*Task objective:*
Wherever "feature" occurs in the entries, copy the line that holds it.
*** Task material
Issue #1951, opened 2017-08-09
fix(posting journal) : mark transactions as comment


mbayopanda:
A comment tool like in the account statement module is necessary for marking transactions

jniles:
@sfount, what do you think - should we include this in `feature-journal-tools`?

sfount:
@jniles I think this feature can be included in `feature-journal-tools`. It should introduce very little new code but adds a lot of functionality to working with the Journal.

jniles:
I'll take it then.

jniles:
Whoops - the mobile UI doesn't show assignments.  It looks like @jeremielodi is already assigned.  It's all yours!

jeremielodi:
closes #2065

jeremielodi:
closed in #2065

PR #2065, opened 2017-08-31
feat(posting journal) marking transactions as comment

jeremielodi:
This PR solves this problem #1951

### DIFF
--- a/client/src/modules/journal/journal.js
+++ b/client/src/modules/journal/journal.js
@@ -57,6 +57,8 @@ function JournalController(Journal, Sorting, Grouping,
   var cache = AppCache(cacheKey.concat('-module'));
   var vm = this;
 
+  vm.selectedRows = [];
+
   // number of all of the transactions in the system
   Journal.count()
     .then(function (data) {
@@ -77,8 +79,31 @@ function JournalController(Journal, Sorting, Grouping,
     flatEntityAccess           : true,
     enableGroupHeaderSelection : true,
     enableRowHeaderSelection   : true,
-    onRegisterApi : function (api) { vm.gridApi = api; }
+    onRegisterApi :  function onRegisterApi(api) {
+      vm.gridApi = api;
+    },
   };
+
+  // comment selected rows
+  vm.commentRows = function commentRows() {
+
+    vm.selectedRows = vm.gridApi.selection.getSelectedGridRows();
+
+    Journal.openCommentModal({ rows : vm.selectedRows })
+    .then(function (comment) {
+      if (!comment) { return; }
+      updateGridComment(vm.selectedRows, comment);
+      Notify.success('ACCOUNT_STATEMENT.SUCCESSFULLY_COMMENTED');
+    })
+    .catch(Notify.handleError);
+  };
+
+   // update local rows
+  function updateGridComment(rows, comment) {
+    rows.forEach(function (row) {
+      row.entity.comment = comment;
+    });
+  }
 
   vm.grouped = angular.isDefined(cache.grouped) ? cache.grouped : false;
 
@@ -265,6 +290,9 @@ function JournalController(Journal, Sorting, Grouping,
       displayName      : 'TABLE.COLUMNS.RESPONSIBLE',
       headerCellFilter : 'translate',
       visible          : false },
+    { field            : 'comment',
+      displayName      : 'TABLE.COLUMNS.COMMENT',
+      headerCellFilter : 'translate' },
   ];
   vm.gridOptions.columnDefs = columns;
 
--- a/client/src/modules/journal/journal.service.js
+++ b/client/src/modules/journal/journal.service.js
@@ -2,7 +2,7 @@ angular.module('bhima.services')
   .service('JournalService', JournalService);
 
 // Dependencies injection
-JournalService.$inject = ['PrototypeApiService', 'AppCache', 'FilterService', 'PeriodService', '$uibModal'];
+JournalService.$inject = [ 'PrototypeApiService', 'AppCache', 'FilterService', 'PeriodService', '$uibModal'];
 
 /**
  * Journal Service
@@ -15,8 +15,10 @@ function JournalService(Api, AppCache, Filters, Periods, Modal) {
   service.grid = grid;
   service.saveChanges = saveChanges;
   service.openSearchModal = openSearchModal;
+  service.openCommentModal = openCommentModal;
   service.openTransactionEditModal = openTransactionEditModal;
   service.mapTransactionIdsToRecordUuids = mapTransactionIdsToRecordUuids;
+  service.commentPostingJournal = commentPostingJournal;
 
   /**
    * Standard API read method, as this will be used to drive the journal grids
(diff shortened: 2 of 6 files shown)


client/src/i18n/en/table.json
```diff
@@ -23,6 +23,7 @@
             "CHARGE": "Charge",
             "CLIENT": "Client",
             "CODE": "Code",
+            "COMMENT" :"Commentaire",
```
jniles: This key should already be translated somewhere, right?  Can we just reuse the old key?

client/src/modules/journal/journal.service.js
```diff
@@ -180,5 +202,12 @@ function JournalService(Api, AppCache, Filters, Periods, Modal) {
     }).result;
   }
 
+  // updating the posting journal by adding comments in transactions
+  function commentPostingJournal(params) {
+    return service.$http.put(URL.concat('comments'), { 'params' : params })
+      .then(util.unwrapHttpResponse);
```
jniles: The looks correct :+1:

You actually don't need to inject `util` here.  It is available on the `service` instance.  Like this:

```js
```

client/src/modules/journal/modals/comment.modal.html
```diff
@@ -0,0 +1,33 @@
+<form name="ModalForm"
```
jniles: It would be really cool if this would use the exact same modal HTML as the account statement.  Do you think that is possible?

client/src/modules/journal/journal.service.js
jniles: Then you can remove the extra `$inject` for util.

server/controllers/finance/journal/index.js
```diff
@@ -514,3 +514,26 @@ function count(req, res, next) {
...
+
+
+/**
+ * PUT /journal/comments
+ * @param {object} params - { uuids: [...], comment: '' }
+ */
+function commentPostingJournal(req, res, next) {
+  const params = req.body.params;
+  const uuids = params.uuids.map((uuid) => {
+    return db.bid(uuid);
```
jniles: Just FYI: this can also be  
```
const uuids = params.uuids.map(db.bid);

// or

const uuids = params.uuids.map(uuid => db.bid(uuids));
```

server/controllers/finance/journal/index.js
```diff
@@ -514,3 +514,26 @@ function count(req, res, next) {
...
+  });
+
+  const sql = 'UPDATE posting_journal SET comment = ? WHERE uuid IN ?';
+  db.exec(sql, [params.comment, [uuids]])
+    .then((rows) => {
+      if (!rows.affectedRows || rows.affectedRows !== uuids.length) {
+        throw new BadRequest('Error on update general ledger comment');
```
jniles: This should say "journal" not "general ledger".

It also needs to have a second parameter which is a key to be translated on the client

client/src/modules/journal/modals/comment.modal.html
******
*Completed task:*
@sfount, what do you think - should we include this in `feature-journal-tools`?
@jniles I think this feature can be included in `feature-journal-tools`. It should introduce very little new code but adds a lot of functionality to working with the Journal.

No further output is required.